There is little to zero gas off at the sump, I got a drop checker in the tank and one in the sump, sump is always low and tank is always perfect.

I rescaped it already, my O swords got 7 new plants starting off them, my CS vals came back with a vigerous growth rate, I removed the mopani stump and added some twi driftwood, now not only does it look much much deeper then it is, the background now matches the decor in the tank and everything is popping.

still atleast 15 days off from getting the discus.


----------



## Dmaaaaax (Nov 20, 2008)

11 days to use 5lbs?! 

You are loosing some CO2 somewhere, and if that is a wet dry sump with bioballs like it looks like, then that is where you are loosing it.
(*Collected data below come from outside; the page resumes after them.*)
Issue #4899, opened 2017-08-15
Add support for script fields in fields.yml


ruflin:
Some dashboards in Kibana require script fields. As `fields.yml` currently does not support script fields and the index pattern is generated from `fields.yml`, these dashboards do not work. Either the `fields.yml` should support to define script fields or we should find an other automated way on how to load them.

The advantage of using `fields.yml` is that then these fields could potentially also shown in the docs or used in other places.

An example script fields looks as following after exporting:

In the `fields` string in the index pattern:
```
{
	"name": "error id icon",
	"type": "string",
	"count": 0,
	"scripted": true,
	"script": "doc['error.checksum'].value",
	"lang": "painless",
	"searchable": true,
	"aggregatable": true,
	"readFromDocValues": false
}
```

Under `fieldFormatMap` in the index pattern:

```
"error id icon":{  
   "id":"url",
   "params":{  
      "labelTemplate":"-"
   }
}
```

monicasarbu:
That's a great addition to the `fields.yml`. I suggest to use the field name as in Kibana, so `language` instead of `lang`. This should support to add a `type` and a `format` for the scripted fields.

ruflin:
I suggest in the config options to `skip` the language part and only support `painless`. It seems I even missed part for the data that has to be generated as in Kibana there are also options like `Url Template` which should be taken into account.

simitt:
Scripted fields are generally supported now. Additional attributes can be added as they are needed, so I suggest to close this issue.

PR #5271, opened 2017-09-29
Move Field(s) to common.

simitt:
Make type Field(s) reusable and seperate from transformation logic.

This is the first part for implementing #4899.

This PR moves the type `Field` and `Fields` to package `common` and seperates the types from the ES transformation logic. This is a first step to reuse the data structure for transforming information from the `fields.yml` also for Kibana index pattern creation.

Changes:
- `template.Field` -> `common.Field`
- `template.Fields` -> `common.Field`
- combined `template.processing` logic from `template.Fields` and `template.Field` in one file `template.Processor`
- adopted existing tests to work with the new structure but NOT adding or removing any tests.


libbeat/template/field.go
```diff
@@ -1,238 +0,0 @@
...
-	DocValues      *bool       `config:"doc_values"`
-
-	path      string
-	esVersion common.Version
-}
-
-// This includes all entries without special handling for different versions.
-// Currently this is:
-// long, geo_point, date, short, byte, float, double, boolean
-func (f *Field) other() common.MapStr {
```
simitt: This logic and the other methods regarding transformation moved to `template.Processor`.

libbeat/template/field.go
```diff
@@ -1,238 +0,0 @@
...
-// The mapping requires "properties" between each layer. This is added here.
-func generateKey(key string) string {
-	if strings.Contains(key, ".") {
-		keys := strings.SplitN(key, ".", 2)
-		key = keys[0] + ".properties." + generateKey(keys[1])
-	}
-	return key
-}
-
-type dynamicType struct{ value interface{} }
```
simitt: moved to `common.Field`

libbeat/template/field_test.go
```diff
@@ -1,325 +0,0 @@
-package template
```
simitt: the tests are mostly moved over to `template/processor_test`, tests regarding unpacking are moved to `common/field_test.go`

libbeat/template/fields.go
```diff
@@ -1,120 +0,0 @@
...
-		}
-	}
-
-	return nil
-}
-
-// HasKey checks if inside fields the given key exists
-// The key can be in the form of a.b.c and it will check if the nested field exist
-// In case the key is `a` and there is a value `a.b` false is return as it only
-// returns true if it's a leave node
```
simitt: moved to `common.Field`

libbeat/template/processor.go
```diff
@@ -0,0 +1,259 @@
...
+		}
+
+		if len(mapping) > 0 {
+			output.Put(common.GenerateKey(field.Name), mapping)
+		}
+	}
+	return nil
+}
+
+func (p *Processor) other(f *common.Field) common.MapStr {
```
ruflin: I personally preferred that these were methods of Field as all the parts in this methods are applied to on the passed field anyway. What is the reason you changed this logic? Also this increases the number of params to be passed.

simitt: I think it makes sense to make the `fields` structure the same and therefore reusable between different processors. 
This is the reason I would not bind processor specific logic to the data structure itself. The logic that is generally applicable for transformation to a ES template and also to a Kibana index pattern could be moved to the `common.fields`. However, I might do this in a seperate step if we encounter processor logic that is generally applicable. 

Another advantage is that this makes it easier to test when you pass a data structure into a method instead having a large interface with lots of methods.

ruflin: Got it. I think we could perhaps somehow compose the overall fields out of `TemplateFields` and `KibanaFields` so the TemplateFields would still keep it's method and not have to be passed each time. But as they overlap this could become trickier.

I think I miss the part on how it simplifies testing.

I suggest we move forward as is right now as functionality will be identical. We can still do refactoring when we have all the changes in.

simitt: E.g some of the methods use ` p.EsVersion` for decisions on how to transform. I would not consider an ES Version to be a general attribute of a `Field`. 
I fully agree though that we should share logic between `ES` and `Kibana` specific transformations when it overlaps or depends on each other.

PR #5272, opened 2017-09-29
Move index gen to go

simitt:
This PR is the second part of refactoring the logic for creating the Kibana Index Pattern, and re-implements the generation logic from python to go and adds tests.

I added the former index pattern json files as `old` files and the new ones and created a  [test](https://github.com/elastic/beats/compare/master...simitt:move-index-gen-to-go?expand=1#diff-fadb89edc74f7ee4f4f893c6709fa9e0R93 that compares them and ensures the attributes and values are exactly the same. 
It is added in a seperate commit, that can be removed again when the overall refactoring is done. 

@monicasarbu cc


libbeat/common/field.go
```diff
@@ -31,12 +33,30 @@ type Field struct {
 	Dynamic        DynamicType `config:"dynamic"`
 	Index          *bool       `config:"index"`
 	DocValues      *bool       `config:"doc_values"`
+	Analyzed       *bool       `config:"analyzed"`
```
ruflin: Could you add a line here `// Kibana specific fields` and also move Pattern down here?

libbeat/kibana/index.go
```diff
@@ -0,0 +1,120 @@
...
+	BeatDir   string
+	BeatName  string
+
+	fieldsYaml       string
+	targetDirDefault string
+	targetDir5x      string
+	targetFilename   string
+}
+
+func (i *Index) Create() ([]string, error) {
```
ruflin: I assume CI is going to complain that there are no comments here.

libbeat/kibana/index_test.go
```diff
@@ -0,0 +1,174 @@
...
+		{Index: Index{Version: "6.0", IndexName: "beat-index", BeatName: "mybeat."}},
+		{Index: Index{Version: "6.0", IndexName: "beat-index", BeatDir: beatDir}},
+	}
+	for idx, test := range tests {
+		err := test.Index.init()
+		msg := fmt.Sprintf("(%v): Should have raised error", idx)
+		assert.Error(t, err, msg)
+	}
+
+	//checks for fields.yml
```
ruflin: Should we move these tests to a separate test to not mix with the table tests above?

libbeat/kibana/testdata/5.x-libbeat.json
```diff
@@ -0,0 +1,6 @@
+{
```
ruflin: Nice. Like this we see in the future when we make changes on what happens.

libbeat/kibana/transform.go
```diff
@@ -0,0 +1,121 @@
...
+	"github.com/elastic/beats/libbeat/common"
+)
+
+func TransformFields(timeFieldName string, title string, commonFields common.Fields) common.MapStr {
+	fields := []common.MapStr{}
+	fieldFormatMap := common.MapStr{}
+
+	transformFields(commonFields, &fields, fieldFormatMap, "")
+
+	//add some meta fields
```
ruflin: nit picking: I'm used to  a space after `//`

ruflin:
CI error is not related. It fails because the stack has moved to sha256 check files. I assume you don't have the most recent version of beats master.

I suggest to merge this PR and adress comments in one of the follow up PR's.

libbeat/_meta/kibana/5.x/index-pattern/libbeat.old.json
```diff
@@ -0,0 +1,6 @@
+{
```
monicasarbu: Is the `libbeat.old.json` file committed by mistake?

libbeat/kibana/testdata/5.x-libbeat.json
```diff
@@ -0,0 +1,6 @@
...
+  "fieldFormatMap": "{\"group_enabled.message\":{\"id\":\"url\",\"params\":{\"inputFormat\":\"string\"}}}",
```
monicasarbu: I suggest instead of keeping two files `libbeat.json` and `libbeat.old.json` under `libbeat/_meta/kibana/5.x/index-pattern/`, to have the two files under the `kibana/testdata` directory together with a `fields.yml` file.  For a better test, I suggest to use the JSON file and the `fields.yml` from a Beat, instead of libbeat, maybe Metricbeat as it's the most complex one.

libbeat/kibana/testdata/fields.yml
```diff
@@ -0,0 +1,21 @@
+- key: test
```
monicasarbu: See my comment above. I suggest to use one of the `fields.yml` from a Beat, maybe Metricbeat?

ruflin: I like to have a simple test file for the tests. 

If we use a field.yml also from an external beats for more extensive tests, we should copy it here and not link it from metricbeat as there should not be dependencies from libbeat to a beat.

libbeat/kibana/index.go
ruflin: hm, interestingly I haven't seen it recently, so it seems it's not executed anymore.

simitt:
Thank you @monicasarbu for this great suggestion of using `metricbeat` files in the the test folder. I changed the [test](https://github.com/simitt/beats/blob/b33602a109fd24032bb4ee2f130efe31248bfe8a/libbeat/kibana/index_test.go#L81) accordingly.

libbeat/kibana/testdata/fields.yml
simitt: I copied the file from metricbeat and checked that the new generator creates the exact same output. 
Since in the next PR I want to add bugfixes and logic enhancement I'd remove this complex test file again and make a smaller more explicit test. But for this PR I think it is a great idea to have a complex test file ensuring I didn't bring in any unintended behavior.

libbeat/kibana/index.go
```diff
@@ -0,0 +1,121 @@
...
+	targetDirDefault string
+	targetDir5x      string
+	targetFilename   string
+}
+
+// Create the Index-Pattern for Kibana for 5.x and default.
+func (i *Index) Create() ([]string, error) {
+	indices := []string{}
+
+	err := i.init()
```
ruflin: The pattern we often follow in Beats is to have `NewIndex` function which takes 4 params in this case and returns an `Index` instance. Then `Create` would be run on the object as you have here. So this would probably move the `init` part to the `NewIndex` function.

But that is refactoring we can still do later.

libbeat/kibana/index.go
```diff
@@ -0,0 +1,121 @@
...
+
+	commonFields, err := common.LoadFieldsYaml(i.fieldsYaml)
+	if err != nil {
+		return nil, err
+	}
+	transformed := TransformFields("@timestamp", i.IndexName, commonFields)
+
+	if fieldsBytes, err := json.Marshal(transformed["fields"]); err != nil {
+		return nil, err
+	} else {
```
ruflin: I assume the else here is needed because you only assign `fieldsBytes` above. My personal preference would be not have the else but make the call outside the if and then only check `if err != nil { ` 

Same below.

libbeat/kibana/index.go
simitt: thanks for pointing that out, I will change it in the follow up PR then.

libbeat/kibana/index.go
```diff
@@ -0,0 +1,121 @@
...
+
+	fieldsYaml       string
+	targetDirDefault string
+	targetDir5x      string
+	targetFilename   string
+}
+
+// Create the Index-Pattern for Kibana for 5.x and default.
+func (i *Index) Create() ([]string, error) {
+	indices := []string{}
```
ruflin: this could be moved to line 57 so no allocation happens in case of errors or just have `var indicies []string` here.

libbeat/kibana/index.go
```diff
@@ -0,0 +1,121 @@
...
+	"io/ioutil"
+	"os"
+	"path/filepath"
+	"regexp"
+
+	"github.com/elastic/beats/libbeat/common"
+)
+
+type Index struct {
+	Version   string
```
ruflin: Reminds me a lot of `beat.Info` (https://github.com/elastic/beats/blob/master/libbeat/beat/info.go#L6) but Dir is missing there.

PR #5273, opened 2017-09-29
Fix mapping for ceph num_remapped_pgs field

ruflin:
The field num_remapped_pgs was mapped as num_in_osds which lead to a field defined twice and the mapping of the field did not exist.

@simitt Thanks for finding this


simitt:
This is a breaking change. Since it is a bugfix I'd be fine with merging it though.

PR #5283, opened 2017-10-02
Fix empty dashboard due to empty query

pmusa:
Currently the dashboard is not showing anything by default because the dashboard configuration has an empty query in it. One can easily go around it by adding a * to the query bar.


tsg:
Pinging also @simianhacker. This might have been intentional so that one is forced to select a host. But since we don't yet have a very easy way to select a host, it's probably a good idea to accept this change.

I'm adding it to our team agenda for discussion.

simianhacker:
Argh... I'm not sure how to answer this one. If I had the option to make that a "hidden" dashboard I totally would.

tsg:
This one was superseded by #5340. Thanks @pmusa!

PR #5290, opened 2017-10-02
Align kibana index generation to beats standard.

simitt:
* Move generator script to dev-tools.
* Add NewGenerator method which returns struct instead of init method.


libbeat/kibana/index_pattern_generator.go
```diff
@@ -11,43 +10,56 @@ import (
...
 	targetDirDefault string
 	targetDir5x      string
 	targetFilename   string
 }
 
-// Create the Index-Pattern for Kibana for 5.x and default.
-func (i *Index) Create() ([]string, error) {
-	indices := []string{}
+// Create an instance of the Kibana Index Pattern Generator
+func NewGenerator(indexName, beatName, beatDir, version string) (IndexPatternGenerator, error) {
```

The kH and GH really don't matter as long as you are above 1-2. What is your daily pH change..from on in morning to off at night?

My friend has 5lb on a 75g and it lasts almost 2 months.


----------



## WhiteGloveAquatics (Sep 3, 2009)

that was getting the Ph(test sessions) from 8.8 using pure tap down to 6.8 with just Co2. 

Ive had the same bottle on for atleast 11 days already and it is still at 800psi in the tank.

Its all open, the sump and aquarium neither have a lid on those so I am assuming there is some gas off

at night it gets to a 7.0 during the day its at a 6.8, I am on RO/DI/Tap mix now with the correct G&Kh levels now, I was Kh of 14 when I used tap with Ro I am at 4 on Kh and 3 on Gh.

here is the newest pic










rescaped it, changed out the driftwood to get more space in there and it looks better IMO with the stick style driftwood over huge 4" diameter plus chunks.

I like it, othes think the BG looks like crap but take in mine there is ALOT of lights on it and the angle the pic was taken at dont do it justice at all.

Kh cant be above 6 from what I am reading, says it messes with the discus too much Its down now, not changing it but am I correct on that in what ive been reading on this specific species.


Oh quite possible there is HANS livestock in my future, like near future however its either get 4 hans now OR wait and get a 190g and have 15 HANS in there.


----------



## Dmaaaaax (Nov 20, 2008)

Oh, ok, I thought you used a whole 5lb tank in 11 days!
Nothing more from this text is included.